Thursday, March 26, 2020

Exurbia: The New Hotness

COTTonLINE's favorite demographer, Joel Kotkin, weighs in with an article for Quillette in which he celebrates the death of the obsession with urbanization, a demise he believes the Covid-19 pandemic will only accelerate. His assessment of where we are now:
Developers became adept at building cities—even in the tropics—but it seems clear they have not been able to stop the revival of old hygiene problems. This is particularly true in China, which has undergone extraordinarily rapid urbanization. Behind the impressive setting of China’s high-rise cities, many urban residents, particularly some of the 200 million migrant workers, live in overcrowded neighborhoods with poor sanitation and drinking water.

Even once clean Western cities are passively developing ways to incubate pestilence. Homeless encampments are on the rise throughout Europe, but the problem is most acute in American cities like San Francisco, Los Angeles, and Seattle. These informal settlements attract rats and all sorts of diseases, some of which, such as typhus, are distinctly medieval and arguably far more dangerous than COVID-19.
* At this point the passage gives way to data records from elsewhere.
PR #198, opened 2025-04-11
Inline Inference - Clarity Refactor

suryadheeshjith:
- Added a comment to provide clarity on what we are doing during inference and validation.


suryadheeshjith:
@jder Can you help me with the jax typing? Where exactly do you suggest I add them?

jder:
I was thinking of putting them on eg the return type of this function and possibly the argument types?

suryadheeshjith:
Would probably need a few iterations to get this right. I believe there are a bunch of places where we can replace the jaxtyping, especially in the datasets file. It would be nice to explicitly mention places that have the time dimension.

jder (approved):
Thanks, this is super helpful!

PR #199, opened 2025-04-11
Cleaning up benchmarks

### LINKED ISSUE #186: Clean up benchmark page, remove redundant benchmark plots
After expanding (#151) and contracting (#179) the number of test combinations, the benchmark page has been rendered a bit confusing. It has too many plots, many of which are for tests that we no longer profile. Thus, we should mess with the benchmark data source and delete a lot of the redundant benchmark records.

alxmrs:
Fixes #186 by removing all benchmark records with history!=0 or using a non-`mock` data source (i.e. remote data).


jder (approved):
Thanks! Why did you pick preserving history=0 vs history=1? I think the latter is what we typically use for "real" runs?

alxmrs:
That's totally true. However, I picked hist=0 to preserve the longevity of data. With this change, all the benchmark plots are roughly equivalent, except the generated names have changed. This means that in the future, we could gather all the data together and create one super chart.

PR #201, opened 2025-04-12
Better colors for wandb map plots

suryadheeshjith:
Better coloring of land cells in the plots


alxmrs (approved):
LGTM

Once held up as a grand ideal, the megacity is increasingly losing its appeal as a way of life. (snip) Even without government assistance, and often in the face of opposition from planners, dispersion has continued to characterize Western cities. This pattern is well-established throughout Europe, Canada, and Australia and is particularly evident in the United States where, since 2010, nearly all population growth has occurred in the urban periphery and smaller cities.
And his hope for where current trends, with luck and Covid-19, could take us:
Dispersion might offer a sunnier scenario, with people spread out across different regions. Property would be far less expensive and accessible to the middle classes. Larger living space could be ideally configured from home-based work that would bring back the family-oriented capitalism of the early modern era. Rather than bringing us to a high-tech Middle Ages, we could use this crisis to develop a new and more human economic and social model that combines a cosmopolitan outlook with a better, and safer, way of life.
I like the sound of the possible future Kotkin describes. Maybe it is the current situation's silver lining?